YOUR ASSIGNMENT:
In this exercise, each record below is to be written out again exactly.

··· STORED DATA

PR #1036, opened 2020-07-23
Remove `Block` from `aead::{aes,chacha}::new_mask`

unseddd:
Remove use of `Block` from `aead::{aes,chacha}::new_mask` API.

Leave internal use of `Block` in `aead::aes::new_mask`

### DIFF
--- a/src/aead/aes.rs
+++ b/src/aead/aes.rs
@@ -12,7 +12,7 @@
 // OF CONTRACT, NEGLIGENCE OR OTHER TORTIOUS ACTION, ARISING OUT OF OR IN
 // CONNECTION WITH THE USE OR PERFORMANCE OF THIS SOFTWARE.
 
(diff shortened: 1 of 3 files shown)


src/aead/aes.rs
```diff
@@ -291,8 +291,8 @@ impl Key {
         }
     }
 
-    pub fn new_mask(&self, sample: Block) -> [u8; 5] {
-        let block = self.encrypt_block(sample);
+    pub fn new_mask(&self, sample: [u8; BLOCK_LEN]) -> [u8; 5] {
```
briansmith, line 294: I think we move put `SAMPLE_LEN` in `aead::quic`. I thinki we should also define `pub type Sample = [u8; SAMPLE_LEN]` there. Then all these uses of `Block` would be replaced by `Sample`.

briansmith:
Thanks!

PR #1037, opened 2020-07-25
add support for the s390x arch

knarz:
Hello,

this PR adds support for the s390x architecture, using available openssl libraries. `cargo test` runs without failures. (I tried running `cargo test --no-default-features` but that doesn't seem to run on `main` or my branch?).

Please let me know, if you'd need anything else in order to merge this.

This work is based on a patch by Ulrich Weigand <uweigand@de.ibm.com>.


vincenthz:
Just tested this on s390x and this is working great: passing tests and able to give rustls a go. I haven't reviewed any of the asm, but the rest of the integration looks sensible otherwise.

briansmith:
>  (I tried running cargo test --no-default-features but that doesn't seem to run on main or my branch?).

That is fixed by #1652.

briansmith:
Closing this since we do support s390x now. I understand that in some ways this is a better approach since it enables the optimized assembly language code for s390x. However, we don't have resources to QA that assembly code. Please reach out if you're interested in helping with that problem.

uweigand:
I'm about to go on vacation, but once I'm back, I'd be happy to have another look into adding optimized implementations on top of the current generic support for s390x.  I agree it would be good to have QA for those.  qemu does not emulate the crypto instructions that these assembler implementations use, so the qemu-based QA setup in mainline wouldn't test these.

Now, we actually do also run an IBM internal daily ring regression test on native machines, which *would* test the crypto instructions if used.  Maybe that would already be sufficient.  In the alternative, we could set up a github runner on an IBM Z machine (e.g. on the LinuxONE Community Cloud) which you could integrate into this repo to run QA there.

······

RESULT OF THE TASK:
PR #1036, opened 2020-07-23
Remove `Block` from `aead::{aes,chacha}::new_mask`

unseddd:
Remove use of `Block` from `aead::{aes,chacha}::new_mask` API.

Leave internal use of `Block` in `aead::aes::new_mask`

### DIFF
--- a/src/aead/aes.rs
+++ b/src/aead/aes.rs
@@ -12,7 +12,7 @@
 // OF CONTRACT, NEGLIGENCE OR OTHER TORTIOUS ACTION, ARISING OUT OF OR IN
 // CONNECTION WITH THE USE OR PERFORMANCE OF THIS SOFTWARE.
 
(diff shortened: 1 of 3 files shown)


src/aead/aes.rs
```diff
@@ -291,8 +291,8 @@ impl Key {
         }
     }
 
-    pub fn new_mask(&self, sample: Block) -> [u8; 5] {
-        let block = self.encrypt_block(sample);
+    pub fn new_mask(&self, sample: [u8; BLOCK_LEN]) -> [u8; 5] {
```
briansmith, line 294: I think we move put `SAMPLE_LEN` in `aead::quic`. I thinki we should also define `pub type Sample = [u8; SAMPLE_LEN]` there. Then all these uses of `Block` would be replaced by `Sample`.

briansmith:
Thanks!

PR #1037, opened 2020-07-25
add support for the s390x arch

knarz:
Hello,

this PR adds support for the s390x architecture, using available openssl libraries. `cargo test` runs without failures. (I tried running `cargo test --no-default-features` but that doesn't seem to run on `main` or my branch?).

Please let me know, if you'd need anything else in order to merge this.

This work is based on a patch by Ulrich Weigand <uweigand@de.ibm.com>.


vincenthz:
Just tested this on s390x and this is working great: passing tests and able to give rustls a go. I haven't reviewed any of the asm, but the rest of the integration looks sensible otherwise.

briansmith:
>  (I tried running cargo test --no-default-features but that doesn't seem to run on main or my branch?).

That is fixed by #1652.

briansmith:
Closing this since we do support s390x now. I understand that in some ways this is a better approach since it enables the optimized assembly language code for s390x. However, we don't have resources to QA that assembly code. Please reach out if you're interested in helping with that problem.

uweigand:
I'm about to go on vacation, but once I'm back, I'd be happy to have another look into adding optimized implementations on top of the current generic support for s390x.  I agree it would be good to have QA for those.  qemu does not emulate the crypto instructions that these assembler implementations use, so the qemu-based QA setup in mainline wouldn't test these.

Now, we actually do also run an IBM internal daily ring regression test on native machines, which *would* test the crypto instructions if used.  Maybe that would already be sufficient.  In the alternative, we could set up a github runner on an IBM Z machine (e.g. on the LinuxONE Community Cloud) which you could integrate into this repo to run QA there.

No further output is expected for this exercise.